By Gavin Finch and Anchalee Worrachate
Sept. 29 (Bloomberg) -- The pound dropped for a fourth week against the euro after the Financial Times reported that Northern Rock Plc had been forced to borrow a further 5 billion pounds ($10 billion) to stay in business.
The U.K. currency traded near the lowest in more than 2 1/2 years yesterday, posting its worst quarterly performance since March 2003, as an Organization for Economic Cooperation and Development report showed a real-estate slump may be crimping the wider economy. Interest-rate futures suggested there's a greater chance than a month ago that the Bank of England will cut interest rates from 5.75 percent.

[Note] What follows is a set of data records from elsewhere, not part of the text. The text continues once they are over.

PR #2520, opened 2026-06-13
fix(app-blocks): HMAC replay protection — ts tolerance + callback pending-run cross-check + delivery nonce (W11 F5)

ZacxDev:
## W11 audit finding F5 — HMAC replay protection (civitai half)

Closes the **F5** gap from the App Blocks W11 security audit (`datapacket-talos/claudedocs/app-blocks-w11-audit-findings.md`): none of the three build-chain HMAC contracts had a timestamp tolerance or per-delivery nonce, and build-callback had no pending-run cross-check, so a captured validly-signed request could be replayed (downgrade/rebuild of a prior already-approved sha).

**Stacks on #2518** (`zach/w11-f6-hmac-dual-secret`) — these edits build on the F6 dual-secret verifiers and do **not** weaken the `timingSafeEqual` HMAC checks. If #2518 merges first, rebase this onto `feat/app-blocks-main-v1`.

A **companion datapacket-talos PR** implements the other side of the wire contract: the `ts` SIGNER on the callback Tekton task and the `ts` RECEIVER (skew validation) in `trigger.py`.

### WIRE CONTRACT (must match the datapacket-talos side exactly)

- **tekton-trigger leg (this PR = SIGNER):** `triggerBuild` adds integer `ts = floor(Date.now()/1000)` to the JSON body **before** HMAC signing. `trigger.py` validates `|now - ts| > 300` → reject.
- **build-callback leg (this PR = RECEIVER):** after the existing HMAC verify, parse `ts` from the verified body and reject `401` when `ts` is present AND `|nowSec - ts| > 300`. If `ts` is **absent → ALLOW** (rollout tolerance; the datapacket-talos callback-task signer adds `ts` in its own PR — enforce-if-present avoids a deploy-ordering outage). `ts` is inside the signed body, so a replay carries its original stale `ts` and is caught.
- **callback pending-run cross-check (entirely civitai-side):**
  - `triggerBuild`: after a successful trigger POST, write Redis `system:blocks:callback:pending:<slug>:<sha>:<appBlockId>` = `"1"` TTL **1800s**. Fire-and-forget — a Redis failure logs + continues (never fails the trigger).
  - `build-callback`: after HMAC + ts pass, **GETDEL** that key (consume-once). Missing → reject `409` when `BLOCK_CALLBACK_REQUIRE_PENDING_RUN === 'true'`, else warn + continue (report-only first deploy). Redis error → treated as not-enforced.
[...]

PR #3973, opened 2026-08-15
perf(tests): services a-m onto the canonical shared mocks (127 of 129)

JustMaier:
Base is **`perf/test-mock-system`**, deliberately — not `main`. This is slice work for #3959, and it wants its own review rather than arriving inside a PR that was reviewed at a different scope.

## What this is

The `src/server/services/__tests__` a–m slice migrated onto the canonical shared mocks: **127 of 129 files**, from 129 that ever carried a direct canonical mock. Started by josh, continued and closed out here.

**2 remain, both genuinely blocked** on `TEST_ENV_DEFAULTS` being seeded from the schema's own defaults — `model-version.blue-buzz-purchase` and `model-version.purge-by-hash` reach `getDbWithoutLag`, and `REPLICATION_LAG_DELAY` is absent from the defaults, so `undefined <= 0` is `false` where `0 <= 0` is `true`. Verified against the base rather than inherited from the handover.

## How each batch was verified

Every batch: a control and a candidate **in one box tenancy**, per-file collected counts on both halves, a `cmp` gate before the control half proving it was not a second copy of the candidate, and **a probe that had to fail**.

| batch | files | result |
|---|---|---|
| 6 | 3 `withSysReadDeadline` seam | 4/4/4 both halves |
| 7 | 6 ordinary | 22/7/4/11/22/4 both halves |
| 8 | `model-file-scan` (1,439 lines) | 66 both halves, matching a static `it()` prior stated first |
| 9 | 6 parameterised-client | 11/17/14/4/27/15 — **went red first, see below** |
| 10 | the 2 the merge base brought in | 8/13 both halves |

No claim here rests on a failure count or a timing delta at any width — those are not instruments under `--no-isolate` right now (96 / 379 / 121 failures on an identical tree, same tenancy).

## The red, because it is the most useful thing in the diff

Batch 9's first candidate half failed 6 tests across 2 files, all `expected null not to be null`. Cause: `resolveBlockInstance` takes its client as a parameter at `block-registry.service:1362` and uses that local for **everything on the path** — `blockUserSubscription.findUnique` (`:1409`), `model.findUnique` (`:1451`), `modelVersion.findFirst` (`:1461`). The inherited analysis said `model.findUnique` was `dbRead`; the `dbRead` spelling it cited is at `:2617`, in a function these tests never call. 15 sites corrected.

**For a parameterised entry point the question is not "where is this table spelled" but "does this call go through the parameterised local".**

## What a reviewer should attack first

1. 🔴 **`storage-resolver.deregisterByFile` is a DELIBERATE partial conversion.** Logging is canonical; the `~/env/server` mock **stays**, because the tests mutate `envValues` per case — the class where lifting it leaves the local alive and disconnected and no run can see the difference. It is a pending specifier so it does not hold the canonical gate. **Do not "finish" it.** This is the judgement in the diff I would least like to be wrong about.
2. The per-case routing in `commentsv2.appListing` (four entry points that disagree) and `block-registry.marketplace-meta` / `spend-cap-config`.
3. The `$transaction` inherit-vs-keep decision, made per file: `coinbase` and `model-version.deregister` inherit (their `tx` and write client were already one object); both `commentsv2` files and `model-early-access-refund` keep a local `tx`, because their assertions mean "written inside the transaction" and inheriting would collapse that.

## Not adversarially reviewed

Everything above is the author's own verification. **That is not a substitute for a hostile read of 134 files**, and this PR should not merge onward to `main` on the strength of it.

https://claude.ai/code/session_01Hpwac9RLBE6uxU11W1BAGA


JustMaier:
## 🔴 DO NOT MERGE THIS PR AS-IS — it is stacked, and the base must be retargeted first

This PR's base is `perf/test-mock-system`, which is **PR #3959's head, not an integration branch**. That is the stacked shape `CLAUDE.md` forbids:

> **NEVER use stacked PRs** — base every PR directly on the integration branch. Stacked PRs silently mis-merge: a squash-merged parent doesn't retarget the child, so the child lands on the orphaned parent branch instead of the real base and its changes go missing.

It cost this repo PR #2520 in June, and the failure is silent — GitHub leaves the child pointing at an orphaned branch and the merge appears to succeed.

**This was a deliberate choice for a good reason** (the alternative was 132 unreviewed files arriving inside #3959, which is one review away from `main`), but it makes the retarget load-bearing.

### Required before this merges

1. Wait for **#3959** to land on `main`.
2. **Retarget this PR's base to `main`** and rebase onto it.
3. Confirm the diff is still ~132 files against the new base before anything else — the count moving is the tell that something was dropped or double-applied.
4. It then needs its **own adversarial review**. Everything in it is the author's own verification of her own work; that is not a substitute for a hostile read of 132 files, and it should not merge onward on the strength of it.

### One check worth repeating after the rebase

Regenerating the allowlist from the merged tree gave `canonical 345 -> 218 (127 migrated)` — exactly this slice's independently-reported count. If a rebase drops or double-applies anything, that number moves. It is the cheapest available proof the merge is intact.

JustMaier:
**Correction to point 1 of the PR body, narrowing my own claim.**

I wrote that `storage-resolver.deregisterByFile`'s `~/env/server` mock must stay and that nobody should "finish" it. That overclaims, and the part I could not personally vouch for has now been checked.

**The canonical `env` proxy DOES honour post-hoc assignment.** `env.mock.ts:79` writes `env.FOO = 'x'` straight into `overrides`; `read()` at `:45` checks `overrides.has(prop)` before falling back to defaults; `defineProperty` and `deleteProperty` land in the same map. So a test *can* mutate env at runtime through the canonical mock.

**That does not rescue a lift.** The proxy honours assignment **to `env`** — it cannot honour assignment to a different object that used to be the mock, and a lift leaves `envValues` as exactly that, alive and disconnected. Every later assignment would write somewhere nothing reads, and the "not configured" case would silently exercise the **configured** branch. None of our gates can see that: collected count unchanged, `residual-mocks.mjs` does not scan `~/env/server` at all, and pass/fail is unchanged wherever nothing downstream of the mutated key is asserted.

**So the accurate claim is narrower and stronger:**

> This file must not be **lifted**. It *is* convertible by **rewrite** — move the mutations into `setEnv({…})` or a direct `env.X = …` inside the case that needs them — and that rewrite needs its own probe: one that makes the not-configured case **fail** after conversion. That was out of scope for a two-file unblocking task.

A refusal to do it the cheap way is not a claim that it cannot be done. Please don't record this as permanently refused.

⚠️ `~/env/server` is a **pending** specifier, so none of this holds the canonical gate either way.

PR #43, opened 2017-08-11
Specific interfaces for messages

dmdashenkov:
This PR addresses issue #19.

The mechanism is as follows:
 - `protoc` plugin generates marker interfaces derived from `Message` by the `(every_is)` and `(is)` options;
 - a Gradle plugin enables the Proto compiler and the compiler plugin integration (with Protobug Gradle Plugin).

After applying Spine Model Compiler plugin, the user of the framework will not need to configure the `protobuf { }` anymore (see `protoc_config.gradle`).

PR #44, opened 2017-08-16
Protoc plugin module

dmdashenkov:
This PR is a part of #43 PR which introduces the marker interface generation upon `(is)` and `(every_is)` options.

In order to be run and tested on CI properly, it is split into two separate pull requests.


dmdashenkov:
@armiol, PTAL.

PR #52, opened 2017-10-11
Update and cleanup before `0.10.0` release

armiol:
This PR updates the `base` version before the upcoming `0.10.0` release.

Also, it addresses an issue, raised in C++ Spine client library. `Currency.BSD` enum value causes a compile-time conflict with system header `sys/param.h`, which also defines `BSD` in some *nix operating systems. For instance:
```cpp
//...
#define	BSD	199103		/* March, 1991 system version (year & month) */
// ...
```
(_taken from a [random `sys/param.h`](http://unix.superglobalmegacorp.com/Net2/newsrc/sys/param.h.html) in illustrative purposes_)

Therefore `Currency.BSD` was renamed to `Currency.BSD_`.

The library version has been set to `0.9.77-SNAPSHOT`.

### DIFF
--- a/base/src/main/proto/spine/money/money.proto
+++ b/base/src/main/proto/spine/money/money.proto
@@ -178,8 +178,14 @@ enum Currency {
         numeric_code: 986,
         exponent_digits: 2 }];
 
-    // This identifier caused naming conflicts in C++ version of Spine client.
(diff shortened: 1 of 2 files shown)


armiol:
@alexander-yevsyukov PTAL.

armiol:
@alexander-yevsyukov issues addressed. Please take a look again.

The Northern Rock loan ``indicates there are still reasons to be cautious on the outlook for risk,'' said Kamal Sharma, a London-based currency strategist at Bank of America Corp. ``We're not out of the woods yet.''
The pound traded at 69.79 pence per euro by 4:10 p.m. in London yesterday, near the lowest since January 2005, and down from 69.75 pence at the end of previous week.

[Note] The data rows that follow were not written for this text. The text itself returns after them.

PR #53, opened 2017-11-06
Fix Spine directory name

dmdashenkov:
Fix the `.spine` directory generation name. Because of an error, it was generated as `..spine` (with 2 dot symbols instead of 1).

Also, in this PR we change the logging level in the `Extension` getters and setters from `trace` to `debug`, since `trace` is not visible from the command line.


dmdashenkov:
@armiol, PTAL.

PR #54, opened 2017-11-13
Fix Validating Builder generation

dmdashenkov:
Before this PR we generated the `ValidatingBuilder`s for both the types from `.proto` definitions and from types of fields in that definitions. Now it's only the `.proto` definitions.

This is done to ensure unambiguity of the resulting `...VBuilder` class.


dmdashenkov:
@armiol, PTAL.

It fell almost 4 percent this quarter against the common European currency.
``There is now a risk that growth will be weaker going forward, which could imply a need for interest-rate reductions,'' the Paris-based OECD said this week in its economic outlook. ``The interest-rate increases over the last year, together with recent financial-market volatility, are expected to slow the housing market'' in the U.K.
The U.K. currency rose to $2.0379 yesterday, from $2.0203 a week before. It's advanced against the dollar for the past seven quarters.
Dollar Weakness
The dollar fell against 14 of the 16 most-traded currencies tracked by Bloomberg this quarter on speculation losses on subprime mortgages are having a worse effect on the U.S. than on many other countries.
The pound was also hurt against the euro after a report on behalf of the European Commission yesterday showed U.K. consumer confidence fell to a six-month low in September.
Gilts advanced yesterday as investors sought the relative safety of government debt. The yield on the two-year note fell 10 basis points to 5.04 percent. The price of the 4 percent security due March 2009 rose 0.14, or 1.4 pounds per 1,000-pound ($2,032) face amount, to 98.58.
The 10-year gilt yield dropped 5 basis points to 5.01 percent. U.K. bonds also advanced this quarter as U.S. subprime losses spread.
The implied rate on the December interest-rate futures contract fell 7 basis points yesterday and 14 basis points in the past month to 6.07 percent. That's its second monthly decline this quarter.
The contract settles to the three-month London interbank offered rate for the pound, which has averaged about 16 basis points more than the benchmark rate, currently 5.75 percent, over the past decade.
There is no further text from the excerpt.